Jaroslaw Czaja, CEO, Future Processing
The days where businesses prioritise cost over the benefits of their outsourcing investments may be coming to a close. A recent KPMG survey revealed that when asked what the most important criteria for choosing external service providers was, only 5% answered that it was the cost of the outsourcing partner. In fact, ‘return on investment’ (ROI) came out as the most important criterion (at 21%) with business outcomes at 16% and automation/transformation of processes at 11%. This report highlighted how certain organisations are starting to assess ROI as more important than the cost of suppliers. However, if companies view ROI as the highest priority, then how should they decide whether the outsourcing supplier has been worth the investment?
A prime example of an industry where the question of return on investment is debated often is healthcare. For example, when companies were asked about outsourcing, the KPMG survey revealed that larger healthcare companies outsource 36% of their business and IT operations. As hospitals are currently experiencing a growth in ransomware and other cybersecurity threats, Health IT claims outsourcing cybersecurity not only proves cost-effective, but also enables hospital staff to concentrate on their core tasks. In addition, the operations that the healthcare industry can outsource are diverse, including analytics, Electronic Health Record (EHR) implementations, cloud adoption, and IoT.
Qualitative vs. quantitative
Organisations around the world are now increasingly evaluating ROI in a qualitative way, instead of only focusing on the financial aspects. While a more traditional method of calculating ROI may be to divide the benefit of the investment by the cost of it (which simply produces a result in the form of a percentage or ratio), evaluating ROI from outsourcing partners should constitute more than looking at the quantitative aspect alone.
To evaluate outsourcing’s ROI from a qualitative point of view, users of outsourcing services need to reflect upon the following questions:
- In what ways has the outsourced department’s performance and output improved?
- To what extent has the outsourcing supplier met compliance requirements?
- How have the company’s analytical capabilities been improved?
- How much strategic value has the supplier added to the company?
- How much innovation has been introduced to your company as a result of cooperation?
- How much more free time do in-house staff now have to work on value-based tasks?
- How much time was required on your side to train and manage outsourced workers?

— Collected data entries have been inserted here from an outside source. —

PR #1076, opened 2018-03-26
Revert "Merge pull request #1057 from uiri/fix-downgrade-exception"

uiri:
This reverts commit 70cc1d2bd743ff8ab73a7c2f2cd5c60113b3b85b, reversing
changes made to c929ff0a21bf23e20497ba08ab85a63a34a25b46.

Given where we landed on the hotfix for the downgrade bug, I think that this revert is necessary for master.

### DIFF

- To what extent have the in-house staff learned from the outsourcing partner’s knowledge?
Evaluating ROI with qualitative questions like these can make the process confusing at first. Where should a company begin? And how does it assess whether the outsourcing company has changed any fundamental elements of your company throughout the process? The solution is to closely follow the company’s progression according to qualitative factors and to monitor changes and benefits during the entire process, rather than leaving the reflection until the final evaluation.
Saving costs and time
When considering outsourcing, the company is given the chance to carefully reassess its current status and service delivery model. A supplier cannot be chosen until the company identifies the exact areas it needs the outsourcing supplier to amend. This may even result in the company completely redefining its long-term vision, if they realise that a) the service provided by the supplier may result in one department becoming the new strength of the company, or b) by freeing time for employees to focus on other areas that were previously given less attention. In this case, the ROI is not only the client’s products, services and infrastructure, but also the point that inspires a reassessment of your company’s long-term direction.
Saving costs will always be an important benefit of outsourcing. Yet, with businesses focusing on cost-effectiveness, outsourcers can add value to the company by supplying skills and offering the opportunity to re-evaluate previously unrecognised areas, while showing their ROI in both quantitative and qualitative terms. Businesses should view ROI as not only a cost-oriented assessment, but also as an assessment of how other areas of the business have benefited from the company’s redirected attention. Outsourcing is not only the employment of external skillsets, but is also the process of providing organisations with the opportunity to evaluate and strengthen their entire position, which, in today’s competitive environment, is not a bad idea.